| Exercise data |
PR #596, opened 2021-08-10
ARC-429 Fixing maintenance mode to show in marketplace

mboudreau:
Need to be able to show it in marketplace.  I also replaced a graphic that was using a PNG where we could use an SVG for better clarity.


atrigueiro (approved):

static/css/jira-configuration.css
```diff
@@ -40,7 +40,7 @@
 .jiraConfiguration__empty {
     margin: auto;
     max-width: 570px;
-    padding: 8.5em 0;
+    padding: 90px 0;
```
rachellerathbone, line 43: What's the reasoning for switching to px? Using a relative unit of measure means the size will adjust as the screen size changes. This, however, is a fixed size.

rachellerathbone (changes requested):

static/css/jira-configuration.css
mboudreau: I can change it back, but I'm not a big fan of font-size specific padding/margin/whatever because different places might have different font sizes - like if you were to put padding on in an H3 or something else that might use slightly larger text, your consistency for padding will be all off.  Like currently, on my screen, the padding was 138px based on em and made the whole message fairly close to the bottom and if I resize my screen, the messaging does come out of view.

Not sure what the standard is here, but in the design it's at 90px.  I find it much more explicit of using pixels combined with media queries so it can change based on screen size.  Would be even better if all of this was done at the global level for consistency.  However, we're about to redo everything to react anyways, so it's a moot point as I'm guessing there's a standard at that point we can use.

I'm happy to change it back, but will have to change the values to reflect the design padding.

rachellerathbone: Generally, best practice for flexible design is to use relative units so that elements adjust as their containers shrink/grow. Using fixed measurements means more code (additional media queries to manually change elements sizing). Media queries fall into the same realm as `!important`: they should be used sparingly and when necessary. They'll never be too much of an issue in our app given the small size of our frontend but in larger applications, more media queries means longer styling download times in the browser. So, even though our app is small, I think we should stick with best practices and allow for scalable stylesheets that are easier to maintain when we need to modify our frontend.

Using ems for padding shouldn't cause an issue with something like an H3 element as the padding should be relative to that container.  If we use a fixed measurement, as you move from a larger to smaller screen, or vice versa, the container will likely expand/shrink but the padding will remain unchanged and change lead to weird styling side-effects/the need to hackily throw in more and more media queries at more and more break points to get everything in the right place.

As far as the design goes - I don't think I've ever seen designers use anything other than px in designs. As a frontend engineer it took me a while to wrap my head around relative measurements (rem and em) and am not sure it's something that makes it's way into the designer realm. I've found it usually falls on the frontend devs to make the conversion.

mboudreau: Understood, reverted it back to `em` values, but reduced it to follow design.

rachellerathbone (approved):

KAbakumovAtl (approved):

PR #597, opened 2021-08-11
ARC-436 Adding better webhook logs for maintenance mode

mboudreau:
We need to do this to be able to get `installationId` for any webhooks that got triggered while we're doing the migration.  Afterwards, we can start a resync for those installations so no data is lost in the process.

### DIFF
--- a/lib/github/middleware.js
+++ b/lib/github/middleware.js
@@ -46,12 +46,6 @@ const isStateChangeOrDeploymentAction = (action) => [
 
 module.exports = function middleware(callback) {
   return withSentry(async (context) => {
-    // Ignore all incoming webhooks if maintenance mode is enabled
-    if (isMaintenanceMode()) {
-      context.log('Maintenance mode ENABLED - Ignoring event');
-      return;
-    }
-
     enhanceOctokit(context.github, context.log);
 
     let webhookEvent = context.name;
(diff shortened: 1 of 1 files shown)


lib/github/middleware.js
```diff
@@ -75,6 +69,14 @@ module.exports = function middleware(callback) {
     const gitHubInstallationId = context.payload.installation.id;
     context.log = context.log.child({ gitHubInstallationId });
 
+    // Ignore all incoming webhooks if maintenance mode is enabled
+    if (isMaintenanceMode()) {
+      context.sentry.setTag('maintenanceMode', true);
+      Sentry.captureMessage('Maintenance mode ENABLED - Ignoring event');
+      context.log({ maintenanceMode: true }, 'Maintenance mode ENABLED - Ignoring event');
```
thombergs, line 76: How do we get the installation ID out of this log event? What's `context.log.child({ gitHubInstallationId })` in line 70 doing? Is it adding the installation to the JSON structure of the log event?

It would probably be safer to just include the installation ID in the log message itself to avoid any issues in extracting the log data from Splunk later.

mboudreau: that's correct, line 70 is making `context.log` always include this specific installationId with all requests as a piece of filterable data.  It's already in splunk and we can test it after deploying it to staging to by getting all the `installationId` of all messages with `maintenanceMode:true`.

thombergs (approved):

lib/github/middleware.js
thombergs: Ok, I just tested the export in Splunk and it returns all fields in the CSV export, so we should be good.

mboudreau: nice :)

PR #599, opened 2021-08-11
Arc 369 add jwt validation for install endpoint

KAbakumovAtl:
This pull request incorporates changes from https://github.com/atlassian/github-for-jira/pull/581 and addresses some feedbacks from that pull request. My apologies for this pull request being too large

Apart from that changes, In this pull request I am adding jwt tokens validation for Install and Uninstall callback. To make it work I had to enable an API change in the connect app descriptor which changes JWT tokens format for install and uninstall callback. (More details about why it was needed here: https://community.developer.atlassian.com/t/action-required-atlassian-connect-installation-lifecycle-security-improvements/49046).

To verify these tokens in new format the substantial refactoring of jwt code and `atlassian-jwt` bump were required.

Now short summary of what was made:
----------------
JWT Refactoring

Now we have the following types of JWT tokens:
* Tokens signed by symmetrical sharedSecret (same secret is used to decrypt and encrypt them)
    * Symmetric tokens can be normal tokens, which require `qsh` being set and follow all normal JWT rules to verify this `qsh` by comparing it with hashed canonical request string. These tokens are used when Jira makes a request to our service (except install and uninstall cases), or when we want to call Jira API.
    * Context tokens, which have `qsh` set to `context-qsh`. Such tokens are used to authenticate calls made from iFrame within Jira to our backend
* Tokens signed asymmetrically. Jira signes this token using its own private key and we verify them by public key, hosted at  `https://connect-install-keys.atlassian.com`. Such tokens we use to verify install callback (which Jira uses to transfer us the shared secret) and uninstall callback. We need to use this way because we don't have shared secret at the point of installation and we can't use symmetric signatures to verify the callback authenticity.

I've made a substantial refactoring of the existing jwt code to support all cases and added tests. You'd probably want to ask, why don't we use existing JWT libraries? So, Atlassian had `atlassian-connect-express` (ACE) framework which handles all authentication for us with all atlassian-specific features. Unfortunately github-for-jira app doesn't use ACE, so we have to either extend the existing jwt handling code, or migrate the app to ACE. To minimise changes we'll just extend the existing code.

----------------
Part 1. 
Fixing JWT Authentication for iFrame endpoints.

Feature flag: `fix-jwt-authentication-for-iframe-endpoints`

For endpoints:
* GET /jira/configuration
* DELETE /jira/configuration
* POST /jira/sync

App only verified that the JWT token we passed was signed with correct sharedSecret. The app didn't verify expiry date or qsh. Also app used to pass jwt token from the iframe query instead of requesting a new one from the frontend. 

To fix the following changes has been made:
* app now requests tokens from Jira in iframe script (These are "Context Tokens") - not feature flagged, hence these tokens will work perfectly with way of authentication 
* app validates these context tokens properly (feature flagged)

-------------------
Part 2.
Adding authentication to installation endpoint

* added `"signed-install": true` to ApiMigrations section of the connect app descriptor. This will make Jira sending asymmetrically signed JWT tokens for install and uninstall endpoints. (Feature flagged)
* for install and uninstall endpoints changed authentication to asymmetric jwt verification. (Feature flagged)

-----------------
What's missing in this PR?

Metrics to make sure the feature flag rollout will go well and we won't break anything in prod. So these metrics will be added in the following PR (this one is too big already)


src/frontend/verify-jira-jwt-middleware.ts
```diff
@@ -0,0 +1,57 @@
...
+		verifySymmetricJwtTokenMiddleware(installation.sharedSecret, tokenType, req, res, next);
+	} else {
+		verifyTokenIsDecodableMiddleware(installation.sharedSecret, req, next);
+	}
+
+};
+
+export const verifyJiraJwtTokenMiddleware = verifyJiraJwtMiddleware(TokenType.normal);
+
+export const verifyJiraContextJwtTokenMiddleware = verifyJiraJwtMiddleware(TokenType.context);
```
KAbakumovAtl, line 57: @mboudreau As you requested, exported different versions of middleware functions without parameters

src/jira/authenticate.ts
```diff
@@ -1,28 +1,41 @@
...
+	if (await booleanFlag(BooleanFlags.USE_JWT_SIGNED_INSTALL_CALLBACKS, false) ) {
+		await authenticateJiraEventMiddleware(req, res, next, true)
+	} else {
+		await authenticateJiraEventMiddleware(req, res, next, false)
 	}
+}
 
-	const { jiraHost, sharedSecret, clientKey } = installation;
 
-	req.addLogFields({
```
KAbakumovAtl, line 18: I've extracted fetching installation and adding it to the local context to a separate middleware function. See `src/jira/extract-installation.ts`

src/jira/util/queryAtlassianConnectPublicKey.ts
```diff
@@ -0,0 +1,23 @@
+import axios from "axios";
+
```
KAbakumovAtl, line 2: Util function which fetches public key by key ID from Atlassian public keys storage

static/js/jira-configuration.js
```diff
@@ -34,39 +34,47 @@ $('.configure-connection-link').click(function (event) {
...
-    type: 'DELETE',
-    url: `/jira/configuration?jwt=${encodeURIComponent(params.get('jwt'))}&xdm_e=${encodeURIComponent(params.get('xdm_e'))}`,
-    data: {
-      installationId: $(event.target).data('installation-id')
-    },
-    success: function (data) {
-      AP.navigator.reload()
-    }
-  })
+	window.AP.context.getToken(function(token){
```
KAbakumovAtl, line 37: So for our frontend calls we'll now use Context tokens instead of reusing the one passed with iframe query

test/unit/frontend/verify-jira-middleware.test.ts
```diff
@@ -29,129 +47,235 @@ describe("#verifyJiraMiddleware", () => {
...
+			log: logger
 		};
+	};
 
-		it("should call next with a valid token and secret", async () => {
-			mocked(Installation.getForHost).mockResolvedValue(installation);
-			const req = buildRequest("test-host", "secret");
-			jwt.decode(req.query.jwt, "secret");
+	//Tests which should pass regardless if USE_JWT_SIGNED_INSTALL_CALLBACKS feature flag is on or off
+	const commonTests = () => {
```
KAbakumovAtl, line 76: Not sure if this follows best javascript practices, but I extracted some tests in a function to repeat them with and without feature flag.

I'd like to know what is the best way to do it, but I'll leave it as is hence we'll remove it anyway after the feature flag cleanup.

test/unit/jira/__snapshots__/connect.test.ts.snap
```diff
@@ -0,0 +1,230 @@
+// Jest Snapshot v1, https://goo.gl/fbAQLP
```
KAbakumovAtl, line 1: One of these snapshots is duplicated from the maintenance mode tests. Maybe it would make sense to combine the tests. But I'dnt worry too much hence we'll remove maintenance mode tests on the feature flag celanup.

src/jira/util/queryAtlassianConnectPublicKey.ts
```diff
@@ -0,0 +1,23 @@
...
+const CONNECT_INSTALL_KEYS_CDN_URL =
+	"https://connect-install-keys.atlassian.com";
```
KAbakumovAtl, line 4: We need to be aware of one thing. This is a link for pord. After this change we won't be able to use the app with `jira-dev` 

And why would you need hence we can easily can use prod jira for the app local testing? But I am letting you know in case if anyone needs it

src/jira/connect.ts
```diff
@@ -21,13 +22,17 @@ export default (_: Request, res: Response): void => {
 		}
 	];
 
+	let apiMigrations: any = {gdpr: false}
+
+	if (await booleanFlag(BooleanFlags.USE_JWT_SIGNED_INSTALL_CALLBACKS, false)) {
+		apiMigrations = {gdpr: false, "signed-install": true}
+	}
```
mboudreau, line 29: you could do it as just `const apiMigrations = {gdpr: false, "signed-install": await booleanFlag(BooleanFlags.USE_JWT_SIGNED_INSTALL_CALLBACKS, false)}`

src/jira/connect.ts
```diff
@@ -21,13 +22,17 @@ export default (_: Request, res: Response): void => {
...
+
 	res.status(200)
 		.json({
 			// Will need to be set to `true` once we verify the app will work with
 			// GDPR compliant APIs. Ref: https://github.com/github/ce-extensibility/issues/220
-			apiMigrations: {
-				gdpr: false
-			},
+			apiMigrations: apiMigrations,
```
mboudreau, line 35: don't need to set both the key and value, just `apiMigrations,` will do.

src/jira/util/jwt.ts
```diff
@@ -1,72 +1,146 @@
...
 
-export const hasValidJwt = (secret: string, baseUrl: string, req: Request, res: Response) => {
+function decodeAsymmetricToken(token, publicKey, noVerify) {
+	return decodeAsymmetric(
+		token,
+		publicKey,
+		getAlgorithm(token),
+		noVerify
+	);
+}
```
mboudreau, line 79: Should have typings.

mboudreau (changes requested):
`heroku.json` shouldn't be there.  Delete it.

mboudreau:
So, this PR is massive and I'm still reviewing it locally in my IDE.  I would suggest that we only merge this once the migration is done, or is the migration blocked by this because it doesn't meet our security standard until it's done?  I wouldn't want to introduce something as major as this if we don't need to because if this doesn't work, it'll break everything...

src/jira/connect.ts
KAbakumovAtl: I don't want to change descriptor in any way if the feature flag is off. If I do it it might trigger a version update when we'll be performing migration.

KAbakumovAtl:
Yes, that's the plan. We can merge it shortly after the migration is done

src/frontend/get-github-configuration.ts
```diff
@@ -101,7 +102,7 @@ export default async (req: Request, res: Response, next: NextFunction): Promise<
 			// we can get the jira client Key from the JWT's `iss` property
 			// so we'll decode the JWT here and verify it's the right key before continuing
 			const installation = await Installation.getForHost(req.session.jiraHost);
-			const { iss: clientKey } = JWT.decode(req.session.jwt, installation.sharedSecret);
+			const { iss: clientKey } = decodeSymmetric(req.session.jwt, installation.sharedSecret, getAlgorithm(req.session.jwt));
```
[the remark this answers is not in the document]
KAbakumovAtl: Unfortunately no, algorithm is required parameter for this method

| Exercise goal |
Which lines of the records above contain the word "practices"? Report each one.

| Answer section |
rachellerathbone: Generally, best practice for flexible design is to use relative units so that elements adjust as their containers shrink/grow. Using fixed measurements means more code (additional media queries to manually change elements sizing). Media queries fall into the same realm as `!important`: they should be used sparingly and when necessary. They'll never be too much of an issue in our app given the small size of our frontend but in larger applications, more media queries means longer styling download times in the browser. So, even though our app is small, I think we should stick with best practices and allow for scalable stylesheets that are easier to maintain when we need to modify our frontend.
KAbakumovAtl, line 76: Not sure if this follows best javascript practices, but I extracted some tests in a function to repeat them with and without feature flag.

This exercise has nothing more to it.